I was surfing the web and ran across a site with several interesting galleries and articles about the history of ghost and horror sideshows in fairgrounds and carnivals. Some of the artwork is just incredible:

http://www.nfa.dept.shef.ac.uk/history/art/painting5.html

http://www.nfa.dept.shef.ac.uk/history/miscellaneous_articles/article15.html

http://www.nfa.dept.shef.ac.uk/history/galleries/gall23.html

From a different site, but related:

http://frankensteinia.blogspot.com/2010/08/she-is-real-she-is-alive-frankenstein.html

-Fetch-


----------



## Rasputin (Jan 4, 2010)

These are really neat, I love carnival haunted houses.

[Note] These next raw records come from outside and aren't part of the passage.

PR #1481, opened 2024-03-05
add missing value to ob value and error

### LINKED ISSUE #1480: handle missing value correctly in ssm converter
## Description
the surface soil moisture `ssm` missing value should be specified and set correctly

it appears the missing value in this data stream `-9999` is not correctly set to the IODA missing value

BenjaminRuston:
## Description

properly use the IODA missing value for the observation and error missing values

## Issue(s) addressed

Resolves #1480 

## Checklist

### DIFF
--- a/src/land/smap_ssm2ioda.py
+++ b/src/land/smap_ssm2ioda.py
@@ -164,11 +164,11 @@ def main():
                         type=str, required=True)
     optional = parser.add_argument_group(title='optional arguments')
     optional.add_argument(
-        '-m', '--maskMissing',
+        '--maskMissing',
         help="switch to mask missing values: default=False",
         default=False, action='store_true', required=False)
     optional.add_argument(
-        '-d', '--assumedSoilDepth',
+        '--assumedSoilDepth',
         help="default assumed depth of soil moisture in meters",
         type=float, default=0.025, required=False)
 
--- a/src/land/smap_ssm2ioda.py
+++ b/src/land/smap_ssm2ioda.py
@@ -16,6 +16,8 @@ import pyiodaconv.ioda_conv_engines as iconv
 from collections import defaultdict, OrderedDict
 from pyiodaconv.orddicts import DefaultOrderedDict
 
+float_missing_value = iconv.get_default_fill_val(np.float32)
+
 os.environ["TZ"] = "UTC"
 
 locationKeyList = [
@@ -60,6 +62,8 @@ class smap(object):
             self.varDict[iodavar]['valKey'] = iodavar, iconv.OvalName()
             self.varDict[iodavar]['errKey'] = iodavar, iconv.OerrName()
             self.varDict[iodavar]['qcKey'] = iodavar, iconv.OqcName()
+            self.varAttrs[iodavar, iconv.OvalName()]['_FillValue'] = float_missing_value
+            self.varAttrs[iodavar, iconv.OerrName()]['_FillValue'] = float_missing_value
             self.varAttrs[iodavar, iconv.OvalName()]['coordinates'] = 'longitude latitude'
             self.varAttrs[iodavar, iconv.OerrName()]['coordinates'] = 'longitude latitude'
             self.varAttrs[iodavar, iconv.OqcName()]['coordinates'] = 'longitude latitude'
@@ -98,6 +102,8 @@ class smap(object):
             errs = errs[mask]
             qflg = qflg[mask]
             times = times[mask]
+            fill = (vals < valid_min) | (vals > valid_max) | (vals == _FillValue)
+            vals[fill] = float_missing_value
 
         # file provides yyyy-mm-dd as an attribute
         # str_datetime = ncd.groups['Metadata'].groups['DatasetIdentification'].getncattr('creationDate')
--- a/src/land/smap_ssm2ioda.py
+++ b/src/land/smap_ssm2ioda.py
@@ -102,8 +102,8 @@ class smap(object):
             errs = errs[mask]
             qflg = qflg[mask]
             times = times[mask]
-            fill = (vals < valid_min) | (vals > valid_max) | (vals == _FillValue)
-            vals[fill] = float_missing_value
+        # set fillValue to IODA missing
+        vals[vals == _FillValue] = float_missing_value
 
         # file provides yyyy-mm-dd as an attribute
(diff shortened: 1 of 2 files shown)


src/land/smap_ssm2ioda.py
```diff
@@ -98,6 +102,8 @@ def _read(self):
             errs = errs[mask]
             qflg = qflg[mask]
             times = times[mask]
+            fill = (vals < valid_min) | (vals > valid_max) | (vals == _FillValue)
```
BenjaminRuston: should I take this out of the `if self.mask:` conditional ???

src/land/smap_ssm2ioda.py
```diff
@@ -98,6 +102,8 @@ def _read(self):
...
+            vals[fill] = float_missing_value
```
BenjaminRuston:
```suggestion
        vals[vals == _FillValue] = float_missing_value

```

BenjaminRuston: @fabiolrdiniz think this is the way to do it will try to test it

src/land/smap_ssm2ioda.py
fabiolrdiniz: Maybe take it out of the `if self.mask:` and only check for `fill = (vals == _FillValue)`?! This would keep the same behavior of the code with the fix for what we are looking for.

src/land/smap_ssm2ioda.py
fabiolrdiniz: Oh... just saw this comment. Yes, similar to what I tried to say in my previous comment.

fabiolrdiniz:
@BenjaminRuston, let's remove the `-d` option too.

fabiolrdiniz:
@BenjaminRuston, just pushed that change.

BenjaminRuston:
@YoulongXia-NOAA and @ClaraDraper-NOAA 
do you use the `smap9km_ssm2ioda.py` I just use the file in this PR
should we remove the other one?

YoulongXia-NOAA:
@BenjaminRuston, for 9km smap data, @ClaraDraper-NOAA group is using for testing. For the other SMAP ioda converter, it will use for NRT smap data when EMC move soil moisture DA to ops work. I also developed the ioda converts for other soil moisture data. Which converter do you want to keep and which ones want to remove, you need to talk with @ClaraDraper-NOAA and EMC land DA/DA feds to make the decision.

ClaraDraper-NOAA:
> @BenjaminRuston, for 9km smap data, @ClaraDraper-NOAA group is using for testing. For the other SMAP ioda converter, it will use for NRT smap data when EMC move soil moisture DA to ops work. I also developed the ioda converts for other soil moisture data. Which converter do you want to keep and which ones want to remove, you need to talk with @ClaraDraper-NOAA and EMC land DA/DA feds to make the decision.

@YoulongXia-NOAA I was going to tell Ben to ask you! (or EMC). My expectation is that we should be supporting all of the converters that have been added (as in, I'd be surprised if anything has changed and we don't need them all anymore).

YoulongXia-NOAA:
@ClaraDraper-NOAA, @BenjaminRuston, now land has the converters below: afwa_snod2ioda.py  ims_scf2ioda.py     smap9km_ssm2ioda.py, ascat_ssm2ioda.py, imsfv3_scf2ioda.py, smap_ssm2ioda.py, ghcn_snod2ioda.py  owp_snow_obs.py     smos_ssm2ioda.py. 

 imsfv3_scf2ioda.py and ghcn_snod2ioda.py are used for snow DA, owp_snow_obs.py  developed by NCAR people. smap9km_ssm2ioda.py is used by Clara, smap_ssm2ioda.py will be used by EMC for NRT smap soil moisture.

ascat_ssm2ioda.py and smos_ssm2ioda.py I developed. I am not sure if they will used. If Clara think that they are not useful, they can be removed.  afwa_snod2ioda.py and ms_scf2ioda.py use pygrib to read grib file I developed originally and no one is planned to use. You can remove these two converters as well.  In total you can remove these four files. What do you think?

YoulongXia-NOAA (dismissed):

BenjaminRuston:
appreciate the comments...

would you like me to make corresponding changes to the `9km` at this point let's keep both

regarding the new converters we should open a new issue and get those in and tested

YoulongXia-NOAA:
Okay, please do so. Thank you.

ClaraDraper-NOAA:
> @ClaraDraper-NOAA, @BenjaminRuston, now land has the converters below: afwa_snod2ioda.py ims_scf2ioda.py smap9km_ssm2ioda.py, ascat_ssm2ioda.py, imsfv3_scf2ioda.py, smap_ssm2ioda.py, ghcn_snod2ioda.py owp_snow_obs.py smos_ssm2ioda.py.
> 
> imsfv3_scf2ioda.py and ghcn_snod2ioda.py are used for snow DA, owp_snow_obs.py developed by NCAR people. smap9km_ssm2ioda.py is used by Clara, smap_ssm2ioda.py will be used by EMC for NRT smap soil moisture.
> 
> ascat_ssm2ioda.py and smos_ssm2ioda.py I developed. I am not sure if they will used. If Clara think that they are not useful, they can be removed. afwa_snod2ioda.py and ms_scf2ioda.py use pygrib to read grib file I developed originally and no one is planned to use. You can remove these two converters as well. In total you can remove these four files. What do you think?

We should keep the ASCAT and SMOS converters. @BenjaminRuston  - can you please make the same changes to those, if it's relevant?

BenjaminRuston:
@ClaraDraper-NOAA this PR is just dealing with the SMAP converter and was wondering if we needed both the:
`smap_ssm2ioda.py`  and the  `smap9km_ssm2ioda.py`

so for now made parallel changes.  Will not touch the `ASCAT` and `SMOS` 

but think this is ready and please let me know if this is OK... of note we decided to remove the *shorthand* switches as they could be misinterpreted too easily.

so to run with the *masking* which is typical the `-m` option is removed leaving only the `--maskMissing`
similarly the `-d` (which often mean *date*) but in this case is assumed depth of measurement now can only be triggered using the full name `--assumedSoilDepth`

so please review any scripts you may have in place as these may need to be updated

ClaraDraper-NOAA (approved):
Looks good to me. I like the new expanded input flags.

fcvdb (approved):
Thanks Ben!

We went to one in Vienna and it was one of the most scary expiriences of my life. Thanks for this history about them!


----------



## Johnny Thunder (Feb 24, 2006)

I agree - great sites. I also love carnivals/sideshows, etc. and these are wonderful resources. Thanks for posting.


----------



## skeletonowl (Aug 8, 2006)

I CAN'T THANK YOU ENOUGH! I LOVE this type of artwork! The fair near me always has this lame dark ride with such amazing artwork the style is just amazing! Thank you I'm gonna be up late drawing tonight!


----------



## Devils Chariot (May 23, 2007)

Nice find! I love those old dark rides!


----------